Running AFR in a Notebook

To facilitate reproducing results in the paper, the notebooks directory provide easy-to-use notebooks with self-contained code to run and tune AFR on Waterbirds, CelebA, MultiNLI, and CivilComments. You only need to modify a few path variables to use your own model checkpoints. Those variables can be located by searching for TODO. Separate notebooks exist for MultiNLI and CivilComments because they use models and data formats different from Waterbirds and CelebA that are not natively supported in our code base.

Data Access

Waterbirds and CelebA

Please follow the instructions in the DFR repo to prepare the Waterbirds and CelebA datasets.

CivilComments

For CivilComments, we use the version of the dataset natively available in the WILDS package.

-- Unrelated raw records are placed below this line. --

PR #18, opened 2018-07-30
Check for newer versions of the CLI itself…

### LINKED ISSUE #16: Update command should check for new versions of CLI package

tsibley:
…in the check-setup and update commands.  These two commands already
come with the expectation that self-tests will be run and network
connections made, so it seems not very intrusive to do our own version
checking as well.

The idea is to prompt people to upgrade the CLI itself when they're
already thinking about their setup and not to distract or nag them when
they're running builds or viewing results.  Having people stay
relatively up-to-date on the CLI versions should make our development
easier.

Resolves #16.

### DIFF
--- a/nextstrain/cli/util.py
+++ b/nextstrain/cli/util.py
@@ -1,5 +1,9 @@
 import re
+import requests
+from pkg_resources import parse_version
 from sys import stderr
+from .__version__ import __version__
+
 
 def warn(*args):
     print(*args, file = stderr)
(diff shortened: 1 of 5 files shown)


tsibley:
@jameshadfield We chatted briefly about this idea this morning, and so I went about implementing it before forgetting. Your review would be appreciated.

nextstrain/cli/util.py
```diff
@@ -24,3 +28,33 @@ def colored(color, text):
...
+    newer_version = new_version_available()
+
+    if newer_version:
+        print("A new version of nextstrain-cli, %s, is available!  You're running %s." % (newer_version, __version__))
+        print()
+        print("Upgrade by running:")
+        print()
+        print("    pip install --upgrade nextstrain-cli")
+        print()
+
```
jameshadfield: Can you add an `else` statement to print "the nextstrain CLI is up-to-date" (or similar) here.

tsibley: Updated with your suggestion, as well as [some additional wording at the end of the `update` command](https://github.com/nextstrain/cli/pull/18/commits/818c1eca1a06905169e6ddd4d7622b34452ae8dc#diff-c6baea57f92567a217fe049316ce37a0R34).

tsibley:
@jameshadfield Further thoughts?

jameshadfield:
Looks fine. Can't review it for some reason.

tsibley:
FWIW, I think you can start a Review by going to the [Files changed](https://github.com/nextstrain/cli/pull/18/files) tab

PR #27, opened 2018-08-28
Native runner (and changes driven by it)

tsibley:
This PR adds support for `nextstrain build --native …` which runs the build outside of the container image.  Support for this is on my roadmap to AWS Batch builds, but it's also nice to just provide a consistent interface for running builds under different environments.

Several related refactorings and improvements to help messaging were driven by the `--native` addition (with an eye on supporting more runners soon), and those are included as separate commits bookending `--native`.  I recommend reviewing commit-by-commit from the start rather than the PR as a whole, as the story will be clearer.


trvrb:
This is fantastic @tsibley. Everything looks good to me. And working well for builds that I tested with. I like the interface.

We use the standard WILDS ERM training scrtipts to train models on this dataset.

MultiNLI

To run experiments on the MultiNLI dataset, manually download and unzip the dataset from this link. Then copy the dataset_files/utils_glue.py to the root directory of the dataset.

We train models on CivilComments using the code available in the spurious_feature_learning.

Chest X-Ray

The chest X-ray data that we used combines two sources: CheXpert and NIH. Please place both datasets on the same folder. Our dataloader is expecting a chexpert folder containing the CheXpert data and a nihcxr folder containing the NIH data.